> [YOUR OBJECTIVE]: Take the lines below beginning at the line that has "PR #1812, opened 2019-08-08" and stopping after the line that has "This issue stems", and print them exactly as they are, with no other lines.
===== SUPPLIED DATA =====
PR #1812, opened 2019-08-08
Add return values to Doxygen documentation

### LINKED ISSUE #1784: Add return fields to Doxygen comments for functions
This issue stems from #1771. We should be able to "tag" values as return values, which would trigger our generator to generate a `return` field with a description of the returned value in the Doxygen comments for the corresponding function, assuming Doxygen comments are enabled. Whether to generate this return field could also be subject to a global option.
=====
===== SUPPLIED DATA =====
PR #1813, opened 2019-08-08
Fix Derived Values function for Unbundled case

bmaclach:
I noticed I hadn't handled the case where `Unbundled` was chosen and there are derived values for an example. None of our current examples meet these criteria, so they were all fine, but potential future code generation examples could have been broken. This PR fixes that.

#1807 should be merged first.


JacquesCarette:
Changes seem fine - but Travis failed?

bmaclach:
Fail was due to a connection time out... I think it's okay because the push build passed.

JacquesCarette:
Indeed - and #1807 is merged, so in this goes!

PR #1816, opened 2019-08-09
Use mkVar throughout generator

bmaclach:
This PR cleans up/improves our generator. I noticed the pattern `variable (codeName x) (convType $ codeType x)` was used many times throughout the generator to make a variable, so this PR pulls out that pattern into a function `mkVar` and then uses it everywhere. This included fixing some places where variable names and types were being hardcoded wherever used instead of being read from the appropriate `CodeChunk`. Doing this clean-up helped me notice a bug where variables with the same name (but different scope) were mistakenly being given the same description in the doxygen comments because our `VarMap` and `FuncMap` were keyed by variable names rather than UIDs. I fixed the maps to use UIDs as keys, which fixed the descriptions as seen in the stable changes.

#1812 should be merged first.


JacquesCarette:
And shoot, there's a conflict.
=====
===== SUPPLIED DATA =====
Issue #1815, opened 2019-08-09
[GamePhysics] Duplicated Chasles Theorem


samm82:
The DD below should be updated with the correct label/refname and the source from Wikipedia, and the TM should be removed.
=====
> [YOUR SOLUTION]:
PR #1812, opened 2019-08-08
Add return values to Doxygen documentation

### LINKED ISSUE #1784: Add return fields to Doxygen comments for functions
This issue stems from #1771. We should be able to "tag" values as return values, which would trigger our generator to generate a `return` field with a description of the returned value in the Doxygen comments for the corresponding function, assuming Doxygen comments are enabled. Whether to generate this return field could also be subject to a global option.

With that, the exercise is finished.